8Peraih yang dilarang
Pada tahun 1938 dan 1939, Reich Ketiga Adolf Hitler melarang tiga peraih dari Jerman (Richard Kuhn, Adolf Friedrich Johann Butenandt, dan Gerhard Domagk) untuk menerima hadiah mereka. Masing-masing pria tersebut kemudian dapat menerima diploma dan medali. Meskipun Swedia secara resmi netral selama Perang Dunia Kedua, hadiah-hadiah tersebut diberikan secara tidak teratur.
9Perang Dunia Kedua
Tidak ada hadiah yang diberikan dalam kategori apa pun dari tahun 1940 hingga 1942, karena pendudukan Norwegia oleh Jerman. Pada tahun berikutnya, semua hadiah diberikan kecuali untuk sastra dan perdamaian.
10Bebas pajak
Yayasan Nobel dibebaskan dari semua pajak di Swedia (sejak 1946) dan dari pajak investasi di Amerika Serikat (sejak 1953).
11Orang pertama yang menolak hadiah
Dua peraih telah secara sukarela menolak Hadiah Nobel.

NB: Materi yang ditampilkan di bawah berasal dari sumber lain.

PR #1753, opened 2019-07-27
Fix Wago 236 series 1-pin terminal blocks

chschlue:
Fix Wago 236 series 1-pin terminal blocks

TerminalBlock_WAGO_236-101_1x01_P5
TerminalBlock_WAGO_236-302_1x02_P10

236-[1-3]xx single pin terminal blocks.
~Left and right courtyard of single pole versions = fab for stackability.~

Replaces PR #1729 
Complements PR #1752 
Script PR https://github.com/pointhi/kicad-footprint-generator/pull/403
Issue #1730 

Datasheets:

Pada tahun 1964, Jean-Paul Sartre dianugerahi Hadiah Sastra tetapi menolak, dengan menyatakan, "Seorang penulis harus menolak untuk membiarkan dirinya diubah menjadi sebuah institusi, bahkan jika itu terjadi dalam bentuk yang paling terhormat."

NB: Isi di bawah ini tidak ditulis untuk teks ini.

PR #1758, opened 2019-07-30
Add Cromatek 0.56in 7-segment display footprint

RockyTV:
Required for https://github.com/KiCad/kicad-symbols/pull/1464

Datasheet: https://archive.org/download/CTKD1x8K/Cromatek%20D168K.pdf


RockyTV:
Hm, I have no idea how to set the footprint origin to match pad 1's location. Any help is appreciated.

RockyTV:
Okay, fixed it. I have only one question remaining:

In the datasheet, pins 3 and 8 are connected and they are the cathode pin. Does the [F4.3 rule](http://kicad-pcb.org/libraries/klc/F4.3/) apply in this case?

myfreescalewebpage:
@RockyTV starting the review here.

> In the datasheet, pins 3 and 8 are connected and they are the cathode pin. Does the F4.3 rule apply in this case?

It's something we do for SMD, but not for THT in my memory so the current proposition is good

- [ ] Datasheet link has changed it's now https://ia800903.us.archive.org/24/items/CTKD1x8K/Cromatek%20D168K.pdf
- [ ] Name should be simply "D1X8K"
- [ ] 3D model name to be modified according to previous comment and to fix travis error
- [ ] Pad 1 should be rectangular (see travis error)
- [ ] Position of the pin is not correct, pin 2 is at 2.54mm of pin 1, pin 10 has no X offset, etc.
- [ ] Size of the pin is too small, from the other footprint I recommend you size=1.6mm and hole=0.8mm
- [ ] You should have a marker for pin 1 on F.Fab and F.SilkS layers
- [ ] F.Fab is not placed horizontally has expected, pin 1 should be at 1.13mm from F.Fab on the left
- [ ] Offset from F.Fab to F.SilkS: 0.11mm
- [ ] Offset from F.Fab to F.CrtYd: 0.25mm

Joel

myfreescalewebpage:
@RockyTV ping

RockyTV:
Sorry for the delay, I'm trying to fix these issues right now. I have some questions:

> -  Position of the pin is not correct, pin 2 is at 2.54mm of pin 1, pin 10 has no X offset, etc.
Well, according to the datasheet, the distance between each pin is 2.54mm. About the pin 10 X offset, I don't understand, it's aligned with pin 1, so what's the problem here?


> Size of the pin is too small, from the other footprint I recommend you size=1.6mm and hole=0.8mm
The datasheet says the radius of the pin is 0.5mm but making the hole 0.8mm shouldn't cause any problems.

> Name should be simply "D1X8K"
I'd suggest CTK-D1X8K, as another manufacturer might have the same model name.

myfreescalewebpage:
> Well, according to the datasheet, the distance between each pin is 2.54mm. About the pin 10 X offset, I don't understand, it's aligned with pin 1, so what's the problem here?

In the design of your footprint, it is not aligned with pin 1

> I'd suggest CTK-D1X8K, as another manufacturer might have the same model name.

"Cromatek_D1X8K" in this case, we do not use short name for manufacturers

RockyTV:
> In the design of your footprint, it is not aligned with pin 1
Yeah I noticed it after I was fixing the offset between the outlines.

How should I add the pin 1 marking in F.Fab and F.SilkS?

myfreescalewebpage:
On F.Fab we usually have a corner at 45° or a triangle
On F.FilkS various possibilities exist, you can check "CA56-12CGKWA" in the lib, which is with a small line in front of pin 1

RockyTV:
I don't know why but it's complaining about the origin not being set to pad 1, but I've already set it to the same position as pad 1.

myfreescalewebpage:

RockyTV:
I think it's because I renamed the footprint file.

myfreescalewebpage:
You still have this issue:
- [ ] F.Fab is not placed horizontally has expected, pin 1 should be at **1.17mm** from F.Fab on the left, currently it's at 1.15mm. Same comment on the right, should be at 11.33mm, currently it's 11.43mm. Same comment at the bottom, same comment at the top. Please do it carefully.
- [ ] F.SilkS pin 1 marker is very small and will be covered when the part is on the PCB, which is not permitted. I suggest:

12Donasi Sveriges Riksbank
Pada tahun 1968, bank sentral Swedia Sveriges Riksbank merayakan hari jadinya yang ke-300 dengan menyumbangkan sejumlah besar uang kepada Yayasan Nobel untuk digunakan dalam mendirikan hadiah guna menghormati Alfred Nobel.
13Hadiah Ilmu Ekonomi
Tahun berikutnya, Hadiah Sveriges Riksbank dalam Ilmu Ekonomi untuk mengenang Alfred Nobel diberikan untuk pertama kalinya. Akademi Ilmu Pengetahuan Kerajaan Swedia bertanggung jawab untuk memilih para peraih. Peraih pertama untuk Hadiah Ekonomi adalah Jan Tinbergen dan Ragnar Frisch. Dewan Yayasan Nobel memutuskan bahwa setelah penambahan ini, tidak akan ada lagi hadiah baru.
14Orang kedua yang menolak hadiah
Lê Đức Thọ, yang terpilih untuk Hadiah Perdamaian 1973 atas perannya dalam Perjanjian Damai Paris, menolak, dengan menyatakan bahwa tidak ada perdamaian yang nyata di Vietnam.
15Nilai Yayasan tahun 2007
Sejak tahun 1980-an, investasi Yayasan menjadi lebih menguntungkan dan per 31 Desember 2007, aset yang dikendalikan oleh Yayasan Nobel berjumlah 3,628 miliar krona Swedia (sekitar US$560 juta).
16Peraih termuda
Orang termuda yang pernah menerima Hadiah Nobel adalah Malala Yousafzai; pada usia 17 tahun, menerima Hadiah Nobel Perdamaian (2014).
17Peraih tertua
Orang tertua yang pernah menerima Hadiah Nobel adalah John B. Goodenough; pada usia 97 tahun, menerima Hadiah Nobel Kimia (2019).